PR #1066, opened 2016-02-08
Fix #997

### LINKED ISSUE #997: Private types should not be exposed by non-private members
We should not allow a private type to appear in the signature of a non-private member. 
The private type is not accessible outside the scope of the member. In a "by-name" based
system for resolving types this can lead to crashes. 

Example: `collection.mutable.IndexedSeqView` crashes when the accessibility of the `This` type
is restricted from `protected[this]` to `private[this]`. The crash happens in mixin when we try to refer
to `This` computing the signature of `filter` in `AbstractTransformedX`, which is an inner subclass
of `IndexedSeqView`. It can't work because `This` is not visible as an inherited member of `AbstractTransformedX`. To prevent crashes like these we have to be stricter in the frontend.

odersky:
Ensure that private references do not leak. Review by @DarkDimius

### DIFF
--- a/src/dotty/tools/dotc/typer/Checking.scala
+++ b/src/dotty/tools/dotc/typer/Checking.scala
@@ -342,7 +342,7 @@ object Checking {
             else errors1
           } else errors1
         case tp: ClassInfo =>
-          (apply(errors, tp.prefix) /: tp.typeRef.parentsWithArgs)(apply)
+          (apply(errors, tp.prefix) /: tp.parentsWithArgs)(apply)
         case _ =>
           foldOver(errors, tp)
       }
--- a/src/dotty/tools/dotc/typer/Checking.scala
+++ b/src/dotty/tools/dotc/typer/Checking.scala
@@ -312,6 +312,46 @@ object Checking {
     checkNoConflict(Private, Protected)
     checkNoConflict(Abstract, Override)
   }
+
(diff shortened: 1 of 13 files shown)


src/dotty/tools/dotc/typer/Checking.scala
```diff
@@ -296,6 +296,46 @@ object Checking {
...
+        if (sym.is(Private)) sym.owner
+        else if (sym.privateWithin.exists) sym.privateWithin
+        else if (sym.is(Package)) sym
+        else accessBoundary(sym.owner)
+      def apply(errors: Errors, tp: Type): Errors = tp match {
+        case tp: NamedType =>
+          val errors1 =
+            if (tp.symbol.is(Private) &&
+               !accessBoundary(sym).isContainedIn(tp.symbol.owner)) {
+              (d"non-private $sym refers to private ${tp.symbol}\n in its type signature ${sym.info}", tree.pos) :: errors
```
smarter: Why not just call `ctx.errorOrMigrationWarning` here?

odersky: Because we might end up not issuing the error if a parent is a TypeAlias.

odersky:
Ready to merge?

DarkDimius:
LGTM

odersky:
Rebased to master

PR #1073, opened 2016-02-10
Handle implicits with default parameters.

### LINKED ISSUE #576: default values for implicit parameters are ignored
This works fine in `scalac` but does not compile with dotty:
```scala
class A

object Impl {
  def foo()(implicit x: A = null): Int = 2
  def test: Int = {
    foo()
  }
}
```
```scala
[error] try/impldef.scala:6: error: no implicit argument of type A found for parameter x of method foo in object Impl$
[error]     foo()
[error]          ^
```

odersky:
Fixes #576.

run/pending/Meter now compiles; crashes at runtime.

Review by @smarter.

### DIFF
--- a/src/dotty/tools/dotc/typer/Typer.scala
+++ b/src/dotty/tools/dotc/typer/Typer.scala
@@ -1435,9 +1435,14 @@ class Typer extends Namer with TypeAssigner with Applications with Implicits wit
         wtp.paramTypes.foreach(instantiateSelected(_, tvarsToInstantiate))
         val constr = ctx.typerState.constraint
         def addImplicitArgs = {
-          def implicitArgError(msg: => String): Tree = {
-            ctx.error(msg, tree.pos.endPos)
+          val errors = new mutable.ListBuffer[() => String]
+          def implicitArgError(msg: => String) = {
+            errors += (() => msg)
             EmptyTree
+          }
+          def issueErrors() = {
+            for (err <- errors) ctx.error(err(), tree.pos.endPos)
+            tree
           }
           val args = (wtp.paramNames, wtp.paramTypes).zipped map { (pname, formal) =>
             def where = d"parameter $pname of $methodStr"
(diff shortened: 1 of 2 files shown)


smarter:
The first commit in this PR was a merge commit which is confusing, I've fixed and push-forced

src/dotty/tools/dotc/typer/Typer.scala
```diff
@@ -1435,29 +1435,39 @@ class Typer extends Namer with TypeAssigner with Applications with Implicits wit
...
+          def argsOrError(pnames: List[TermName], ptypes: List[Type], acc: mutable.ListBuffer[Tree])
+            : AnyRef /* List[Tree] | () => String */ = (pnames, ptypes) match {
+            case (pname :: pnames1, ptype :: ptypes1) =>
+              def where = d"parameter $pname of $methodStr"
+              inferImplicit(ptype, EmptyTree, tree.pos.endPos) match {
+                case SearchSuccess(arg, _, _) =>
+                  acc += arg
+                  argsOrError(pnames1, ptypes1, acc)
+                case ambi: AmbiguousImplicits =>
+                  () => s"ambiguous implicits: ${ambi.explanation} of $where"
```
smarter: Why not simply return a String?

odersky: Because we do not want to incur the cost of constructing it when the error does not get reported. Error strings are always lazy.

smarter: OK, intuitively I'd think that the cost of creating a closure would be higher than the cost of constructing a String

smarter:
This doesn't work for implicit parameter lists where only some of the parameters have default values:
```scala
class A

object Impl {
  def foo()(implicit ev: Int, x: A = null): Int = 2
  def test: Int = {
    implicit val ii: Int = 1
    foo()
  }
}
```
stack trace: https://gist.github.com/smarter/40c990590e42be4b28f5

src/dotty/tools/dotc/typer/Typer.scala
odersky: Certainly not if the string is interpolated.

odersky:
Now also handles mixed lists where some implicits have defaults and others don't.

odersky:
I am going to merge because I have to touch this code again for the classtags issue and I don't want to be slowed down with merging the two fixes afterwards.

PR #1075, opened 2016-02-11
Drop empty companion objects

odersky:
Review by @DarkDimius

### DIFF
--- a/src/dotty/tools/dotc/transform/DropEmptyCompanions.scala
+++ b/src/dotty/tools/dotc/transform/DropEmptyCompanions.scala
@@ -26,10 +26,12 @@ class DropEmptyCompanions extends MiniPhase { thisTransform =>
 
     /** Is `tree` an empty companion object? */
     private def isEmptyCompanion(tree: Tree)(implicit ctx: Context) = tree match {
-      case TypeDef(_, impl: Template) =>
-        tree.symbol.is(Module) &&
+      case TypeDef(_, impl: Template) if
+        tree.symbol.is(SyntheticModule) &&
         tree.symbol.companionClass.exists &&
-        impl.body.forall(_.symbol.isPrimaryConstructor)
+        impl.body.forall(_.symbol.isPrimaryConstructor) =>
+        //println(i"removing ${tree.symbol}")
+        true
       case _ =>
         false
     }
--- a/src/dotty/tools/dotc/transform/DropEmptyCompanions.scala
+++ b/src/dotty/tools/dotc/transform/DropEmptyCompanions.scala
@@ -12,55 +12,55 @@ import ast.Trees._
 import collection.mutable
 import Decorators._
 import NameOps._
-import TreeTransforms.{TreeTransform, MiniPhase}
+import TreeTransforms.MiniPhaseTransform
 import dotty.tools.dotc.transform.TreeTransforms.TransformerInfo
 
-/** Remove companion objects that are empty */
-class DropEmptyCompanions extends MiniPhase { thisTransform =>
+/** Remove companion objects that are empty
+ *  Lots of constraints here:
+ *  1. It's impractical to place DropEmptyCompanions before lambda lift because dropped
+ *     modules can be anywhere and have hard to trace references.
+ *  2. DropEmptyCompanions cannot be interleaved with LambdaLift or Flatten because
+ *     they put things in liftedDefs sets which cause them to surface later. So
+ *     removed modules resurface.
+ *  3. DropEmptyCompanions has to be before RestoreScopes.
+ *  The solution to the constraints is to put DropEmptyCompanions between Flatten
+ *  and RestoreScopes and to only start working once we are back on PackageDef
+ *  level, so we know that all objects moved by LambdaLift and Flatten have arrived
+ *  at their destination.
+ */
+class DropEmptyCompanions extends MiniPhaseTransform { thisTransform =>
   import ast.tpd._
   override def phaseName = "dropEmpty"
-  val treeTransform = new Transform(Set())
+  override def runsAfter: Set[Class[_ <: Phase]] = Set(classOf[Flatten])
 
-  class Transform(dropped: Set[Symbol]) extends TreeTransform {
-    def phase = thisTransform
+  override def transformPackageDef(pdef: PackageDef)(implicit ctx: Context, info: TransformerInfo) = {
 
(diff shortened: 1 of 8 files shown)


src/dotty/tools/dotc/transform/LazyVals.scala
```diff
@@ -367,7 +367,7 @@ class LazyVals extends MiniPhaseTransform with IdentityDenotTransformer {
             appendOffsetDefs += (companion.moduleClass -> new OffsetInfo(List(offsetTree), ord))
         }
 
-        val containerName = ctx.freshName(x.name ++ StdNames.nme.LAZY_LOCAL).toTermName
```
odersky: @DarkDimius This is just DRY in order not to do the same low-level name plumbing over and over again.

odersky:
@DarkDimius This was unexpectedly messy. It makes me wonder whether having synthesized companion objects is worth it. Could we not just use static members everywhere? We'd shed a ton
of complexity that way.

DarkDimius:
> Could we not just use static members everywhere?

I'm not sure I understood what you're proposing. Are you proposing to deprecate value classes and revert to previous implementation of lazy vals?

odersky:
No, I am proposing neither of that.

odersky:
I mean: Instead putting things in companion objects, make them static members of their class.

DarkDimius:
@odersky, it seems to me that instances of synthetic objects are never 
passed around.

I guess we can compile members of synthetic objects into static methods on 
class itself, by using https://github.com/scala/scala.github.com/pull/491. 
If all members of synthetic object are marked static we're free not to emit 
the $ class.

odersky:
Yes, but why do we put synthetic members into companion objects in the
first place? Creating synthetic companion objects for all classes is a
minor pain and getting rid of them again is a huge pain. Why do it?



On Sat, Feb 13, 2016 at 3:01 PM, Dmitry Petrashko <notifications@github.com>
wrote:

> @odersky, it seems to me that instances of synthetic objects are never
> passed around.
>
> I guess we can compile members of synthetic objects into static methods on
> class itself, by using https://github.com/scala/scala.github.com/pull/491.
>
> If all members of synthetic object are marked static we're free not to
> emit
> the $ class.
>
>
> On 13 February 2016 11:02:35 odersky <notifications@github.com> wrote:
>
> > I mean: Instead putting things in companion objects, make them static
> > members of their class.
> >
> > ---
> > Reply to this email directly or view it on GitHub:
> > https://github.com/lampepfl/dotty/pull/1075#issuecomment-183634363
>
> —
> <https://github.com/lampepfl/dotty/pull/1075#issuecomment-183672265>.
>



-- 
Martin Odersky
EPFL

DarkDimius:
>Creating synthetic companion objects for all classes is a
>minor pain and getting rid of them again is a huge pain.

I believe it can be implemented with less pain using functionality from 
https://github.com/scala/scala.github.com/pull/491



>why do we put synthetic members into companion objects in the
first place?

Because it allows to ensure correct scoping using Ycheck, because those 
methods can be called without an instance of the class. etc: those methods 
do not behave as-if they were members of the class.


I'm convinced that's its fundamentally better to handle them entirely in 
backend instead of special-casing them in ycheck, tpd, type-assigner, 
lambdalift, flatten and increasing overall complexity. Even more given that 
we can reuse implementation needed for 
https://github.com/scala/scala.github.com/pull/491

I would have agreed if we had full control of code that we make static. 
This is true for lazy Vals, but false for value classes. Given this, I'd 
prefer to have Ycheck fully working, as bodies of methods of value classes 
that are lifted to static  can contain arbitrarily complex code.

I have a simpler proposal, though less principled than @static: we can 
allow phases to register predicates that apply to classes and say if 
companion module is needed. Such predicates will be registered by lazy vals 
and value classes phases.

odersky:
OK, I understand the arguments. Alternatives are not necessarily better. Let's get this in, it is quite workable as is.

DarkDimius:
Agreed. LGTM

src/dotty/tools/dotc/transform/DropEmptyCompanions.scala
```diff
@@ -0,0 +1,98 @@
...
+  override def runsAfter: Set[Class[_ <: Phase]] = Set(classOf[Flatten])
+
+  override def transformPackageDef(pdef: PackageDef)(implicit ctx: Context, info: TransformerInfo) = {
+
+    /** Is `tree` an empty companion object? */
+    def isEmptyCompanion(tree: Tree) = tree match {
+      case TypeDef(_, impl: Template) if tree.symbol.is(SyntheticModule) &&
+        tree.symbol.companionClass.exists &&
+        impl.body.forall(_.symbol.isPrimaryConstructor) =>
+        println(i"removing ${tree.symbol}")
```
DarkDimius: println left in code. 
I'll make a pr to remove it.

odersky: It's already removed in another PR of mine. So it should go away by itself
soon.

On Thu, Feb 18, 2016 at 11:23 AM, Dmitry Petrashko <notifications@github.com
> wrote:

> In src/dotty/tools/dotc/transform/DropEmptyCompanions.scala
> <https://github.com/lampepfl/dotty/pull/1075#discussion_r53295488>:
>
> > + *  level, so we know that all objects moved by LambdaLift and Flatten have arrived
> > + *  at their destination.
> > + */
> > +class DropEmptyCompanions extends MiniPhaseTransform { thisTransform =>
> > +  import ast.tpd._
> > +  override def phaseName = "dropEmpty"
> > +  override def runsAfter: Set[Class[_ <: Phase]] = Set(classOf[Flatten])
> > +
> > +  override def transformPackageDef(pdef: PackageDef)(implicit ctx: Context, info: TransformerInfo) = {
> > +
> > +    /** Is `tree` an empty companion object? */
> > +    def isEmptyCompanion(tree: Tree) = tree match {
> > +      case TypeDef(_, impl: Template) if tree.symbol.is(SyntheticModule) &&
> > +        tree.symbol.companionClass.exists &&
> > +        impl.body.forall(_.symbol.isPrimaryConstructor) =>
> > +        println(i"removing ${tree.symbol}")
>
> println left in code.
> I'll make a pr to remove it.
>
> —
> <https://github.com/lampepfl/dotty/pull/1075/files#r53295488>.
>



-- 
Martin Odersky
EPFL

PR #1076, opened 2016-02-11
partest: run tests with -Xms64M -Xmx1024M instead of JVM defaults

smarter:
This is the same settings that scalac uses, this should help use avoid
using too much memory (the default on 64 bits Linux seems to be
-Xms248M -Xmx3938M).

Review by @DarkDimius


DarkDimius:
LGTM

------------------------

> _Your assignment_: Give back, unchanged, the run of lines in the listing above that begins at the line containing "be before RestoreScopes." and ends at the line containing "Yes, but why", both included.

> _Worked solution_:
+ *  3. DropEmptyCompanions has to be before RestoreScopes.
+ *  The solution to the constraints is to put DropEmptyCompanions between Flatten
+ *  and RestoreScopes and to only start working once we are back on PackageDef
+ *  level, so we know that all objects moved by LambdaLift and Flatten have arrived
+ *  at their destination.
+ */
+class DropEmptyCompanions extends MiniPhaseTransform { thisTransform =>
   import ast.tpd._
   override def phaseName = "dropEmpty"
-  val treeTransform = new Transform(Set())
+  override def runsAfter: Set[Class[_ <: Phase]] = Set(classOf[Flatten])
 
-  class Transform(dropped: Set[Symbol]) extends TreeTransform {
-    def phase = thisTransform
+  override def transformPackageDef(pdef: PackageDef)(implicit ctx: Context, info: TransformerInfo) = {
 
(diff shortened: 1 of 8 files shown)


src/dotty/tools/dotc/transform/LazyVals.scala
```diff
@@ -367,7 +367,7 @@ class LazyVals extends MiniPhaseTransform with IdentityDenotTransformer {
             appendOffsetDefs += (companion.moduleClass -> new OffsetInfo(List(offsetTree), ord))
         }
 
-        val containerName = ctx.freshName(x.name ++ StdNames.nme.LAZY_LOCAL).toTermName
```
odersky: @DarkDimius This is just DRY in order not to do the same low-level name plumbing over and over again.

odersky:
@DarkDimius This was unexpectedly messy. It makes me wonder whether having synthesized companion objects is worth it. Could we not just use static members everywhere? We'd shed a ton
of complexity that way.

DarkDimius:
> Could we not just use static members everywhere?

I'm not sure I understood what you're proposing. Are you proposing to deprecate value classes and revert to previous implementation of lazy vals?

odersky:
No, I am proposing neither of that.

odersky:
I mean: Instead putting things in companion objects, make them static members of their class.

DarkDimius:
@odersky, it seems to me that instances of synthetic objects are never 
passed around.

I guess we can compile members of synthetic objects into static methods on 
class itself, by using https://github.com/scala/scala.github.com/pull/491. 
If all members of synthetic object are marked static we're free not to emit 
the $ class.

odersky:
Yes, but why do we put synthetic members into companion objects in the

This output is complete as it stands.